• EXERCISE INSTRUCTIONS: Copy word for word, please, the lines of the entries below running from the one containing "- Issue templates" to the one containing "a peek, see", both ends included.

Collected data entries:
PR #48, opened 2025-08-07
Create a task issue template

Szelethus:
## Why

People who submit tasks need to follow some structure so that it's clear what the task is about, what are the action points in it, and when an issue can be regarded as completed.

## What

Add a general description, scope and DoD fields to the github template.

## Scope

The scope is minimal and a single accept should suffice.

## Addresses

The task template component of #34.

Issue #34, opened 2025-07-29
Define Issue process and requirements


nettle:
We should define and agree on Issue process and requirements to decrease the entropy level when working with Issues :)

Scope
---

1. Agree on Issue types, e.g.:
   - Bug, Feature, Task
2. Define Mandatory and Recommended items for each Issue type, e.g.:
   - Bug: Precondition, Steps to Reproduce, Expected, Actual
   - Feature: User-case description (what else?)
   - Task: Summary, Scope, DoD (Definition of Done)
3. Discuss and agree
4. Update documentation
   - CONTRIBUTING
   - Issue templates
   - README (if required)

DoD (Definition of Done)
---
* Process and Requirements are discussed and agreed
* Relevant documentation is updated

Notes:
---
I guess we might re-use CodeChecker process.

nettle:
Yes, looks fine to me :) And, I would say this process is needed mostly for you.
The main idea is good: issue -> discuss -> PR

I will also add a few suggestions to the bug template, probably to feature request and task as well.

PR #53, opened 2025-08-11
Create a task issue template

Szelethus:
Why: People who submit tasks need to follow some structure so that it's clear what the task is about, what are the action points in it, and when an issue can be regarded as completed.

What: 
* Add a general description, scope and DoD fields to the github template.
* Its quite important to do this under the original repo (under the `Ericsson` org), because issue types are an organizational setting, and if done under my own fork (under `Szelethus`) [I'm getting a warning](https://github.com/Szelethus/codechecker_bazel/blob/task_issue_template/.github/ISSUE_TEMPLATE/Task.yaml).
* For a peek, see the file here: https://github.com/Ericsson/codechecker_bazel/blob/issue-template-test/.github/ISSUE_TEMPLATE/Task.yaml
* Supersedes #48 because the source branch was changed.

Scope: The scope is minimal and a single accept should suffice.

Addresses: The task template component of #34.

### DIFF
--- a/.github/ISSUE_TEMPLATE/Task.yaml
+++ b/.github/ISSUE_TEMPLATE/Task.yaml
@@ -1,0 +1,27 @@
+name: Task
+description: Create a task that needs to be discussed, investigated, or implemented.
+type: task
+body:
+  - type: textarea
+    id: describe-task
+    attributes:
+      label: Describe the task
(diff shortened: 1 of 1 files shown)


furtib (approved):
LGTM!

• TASK ANSWER:
   - Issue templates
   - README (if required)

DoD (Definition of Done)
---
* Process and Requirements are discussed and agreed
* Relevant documentation is updated

Notes:
---
I guess we might re-use CodeChecker process.

nettle:
Yes, looks fine to me :) And, I would say this process is needed mostly for you.
The main idea is good: issue -> discuss -> PR

I will also add a few suggestions to the bug template, probably to feature request and task as well.

PR #53, opened 2025-08-11
Create a task issue template

Szelethus:
Why: People who submit tasks need to follow some structure so that it's clear what the task is about, what are the action points in it, and when an issue can be regarded as completed.

What: 
* Add a general description, scope and DoD fields to the github template.
* Its quite important to do this under the original repo (under the `Ericsson` org), because issue types are an organizational setting, and if done under my own fork (under `Szelethus`) [I'm getting a warning](https://github.com/Szelethus/codechecker_bazel/blob/task_issue_template/.github/ISSUE_TEMPLATE/Task.yaml).
* For a peek, see the file here: https://github.com/Ericsson/codechecker_bazel/blob/issue-template-test/.github/ISSUE_TEMPLATE/Task.yaml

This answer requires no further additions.